======== GIVEN DATA

PR #397, opened 2025-03-17
fix uv.lock Parser Graph Root Handling

### LINKED ISSUE #394: Fix uv.lock Parser Graph Root Handling
The `uv.lock` parser wrongly considers the application itself as a package thereby breaking the feature where we group all packages by direct dependencies.

Example:

```
vet scan -M pkg/parser/fixtures/uv.lock --insights-v2 --report-summary-group-by-direct-deps
```

Results in

Image

Here `vet-uv-ex` is not a package but the name of the application as given in `uv.lock`. We should handle the case and ensure only real dependencies are parsed as packages by the `uv.lock` parser.

Sahilb315:
Fixes #394 
Updated the parser to not include root pkg (project name) & correctly get the direct dependencies


abhisek:
@OmkarPh Can you please do a review of this?

pkg/parser/uv_graph.go
```diff
@@ -22,10 +22,11 @@ type uvLockPackage struct {
...
 type uvLockPackageSource struct {
-	Type   string `toml:"type"`
-	URL    string `toml:"url"`
-	Subdir string `toml:"subdir,omitempty"`
-	Ref    string `toml:"ref,omitempty"`
+	Type    string `toml:"type"`
+	URL     string `toml:"url"`
+	Subdir  string `toml:"subdir,omitempty"`
+	Ref     string `toml:"ref,omitempty"`
+	Virtual string `toml:"virtual,omitempty"`
```
OmkarPh, line 29: i explored some examples for `uv.lock`, 
see this lock file - https://github.com/astral-sh/uv-docker-example/blob/c16a61fb3e6ab568ac58d94b73a7d79594a5d570/uv.lock#L472

It has `editable-"."` instead of virtual, can you have a look at the official spec and see what are possible values for this
I think relying solely on virtual is not enough to identify a root package

pkg/parser/uv_graph.go
```diff
@@ -71,9 +72,9 @@ func parseUvPackageLockAsGraph(lockfilePath string, config *ParserConfig) (*mode
 
 	defer func() {
 		for _, pkg := range parsedLockFile.Packages {
-			if len(pkg.Metadata.RequiresDist) != 0 {
-				for _, dep := range pkg.Metadata.RequiresDist {
-					node := uvGraphFindByVersionRange(dependencyGraph, dep.Name, dep.Specifier)
```
OmkarPh, line 76: i think `uvGraphFindByVersionRange` is no longer needed ? please remove definition fot this too

OmkarPh (changes requested):

pkg/parser/uv_graph.go
Sahilb315: Will look into more uv.lock files containing a large number of pkgs

Sahilb315:
@OmkarPh Can you review the updated changes

pkg/parser/uv_graph.go
```diff
@@ -71,9 +73,9 @@ func parseUvPackageLockAsGraph(lockfilePath string, config *ParserConfig) (*mode
...
+			if pkg.Source.Virtual != "" || pkg.Source.Editable != "" {
+				for _, dep := range pkg.Dependencies {
+					node := uvFindPackageByName(dependencyGraph, dep.Name)
 					if node != nil {
 						node.SetRoot(true)
 					}
```
OmkarPh, line 81: here, we're setting dependencies of the root package as root of our graph, shouldn't we also mark its dev dependencies as root (if `IncludeDevDependencies` is set) ?

CC @abhisek

OmkarPh: other than this, it LGTM

Sahilb315: In npm parsing also only direct dependencies are marked as root & not dev dependencies
https://github.com/safedep/vet/blob/main/pkg%2Fparser%2Fnpm_graph.go#L146

OmkarPh (approved):

pkg/parser/uv_graph.go
abhisek: LGTM

abhisek (approved):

================

### [REQUIREMENT]
Repeat the records above exactly.

### [ANSWER]
PR #397, opened 2025-03-17
fix uv.lock Parser Graph Root Handling

### LINKED ISSUE #394: Fix uv.lock Parser Graph Root Handling
The `uv.lock` parser wrongly considers the application itself as a package thereby breaking the feature where we group all packages by direct dependencies.

Example:

```
vet scan -M pkg/parser/fixtures/uv.lock --insights-v2 --report-summary-group-by-direct-deps
```

Results in

Image

Here `vet-uv-ex` is not a package but the name of the application as given in `uv.lock`. We should handle the case and ensure only real dependencies are parsed as packages by the `uv.lock` parser.

Sahilb315:
Fixes #394 
Updated the parser to not include root pkg (project name) & correctly get the direct dependencies


abhisek:
@OmkarPh Can you please do a review of this?

pkg/parser/uv_graph.go
```diff
@@ -22,10 +22,11 @@ type uvLockPackage struct {
...
 type uvLockPackageSource struct {
-	Type   string `toml:"type"`
-	URL    string `toml:"url"`
-	Subdir string `toml:"subdir,omitempty"`
-	Ref    string `toml:"ref,omitempty"`
+	Type    string `toml:"type"`
+	URL     string `toml:"url"`
+	Subdir  string `toml:"subdir,omitempty"`
+	Ref     string `toml:"ref,omitempty"`
+	Virtual string `toml:"virtual,omitempty"`
```
OmkarPh, line 29: i explored some examples for `uv.lock`, 
see this lock file - https://github.com/astral-sh/uv-docker-example/blob/c16a61fb3e6ab568ac58d94b73a7d79594a5d570/uv.lock#L472

It has `editable-"."` instead of virtual, can you have a look at the official spec and see what are possible values for this
I think relying solely on virtual is not enough to identify a root package

pkg/parser/uv_graph.go
```diff
@@ -71,9 +72,9 @@ func parseUvPackageLockAsGraph(lockfilePath string, config *ParserConfig) (*mode
 
 	defer func() {
 		for _, pkg := range parsedLockFile.Packages {
-			if len(pkg.Metadata.RequiresDist) != 0 {
-				for _, dep := range pkg.Metadata.RequiresDist {
-					node := uvGraphFindByVersionRange(dependencyGraph, dep.Name, dep.Specifier)
```
OmkarPh, line 76: i think `uvGraphFindByVersionRange` is no longer needed ? please remove definition fot this too

OmkarPh (changes requested):

pkg/parser/uv_graph.go
Sahilb315: Will look into more uv.lock files containing a large number of pkgs

Sahilb315:
@OmkarPh Can you review the updated changes

pkg/parser/uv_graph.go
```diff
@@ -71,9 +73,9 @@ func parseUvPackageLockAsGraph(lockfilePath string, config *ParserConfig) (*mode
...
+			if pkg.Source.Virtual != "" || pkg.Source.Editable != "" {
+				for _, dep := range pkg.Dependencies {
+					node := uvFindPackageByName(dependencyGraph, dep.Name)
 					if node != nil {
 						node.SetRoot(true)
 					}
```
OmkarPh, line 81: here, we're setting dependencies of the root package as root of our graph, shouldn't we also mark its dev dependencies as root (if `IncludeDevDependencies` is set) ?

CC @abhisek

OmkarPh: other than this, it LGTM

Sahilb315: In npm parsing also only direct dependencies are marked as root & not dev dependencies
https://github.com/safedep/vet/blob/main/pkg%2Fparser%2Fnpm_graph.go#L146

OmkarPh (approved):

pkg/parser/uv_graph.go
abhisek: LGTM

abhisek (approved):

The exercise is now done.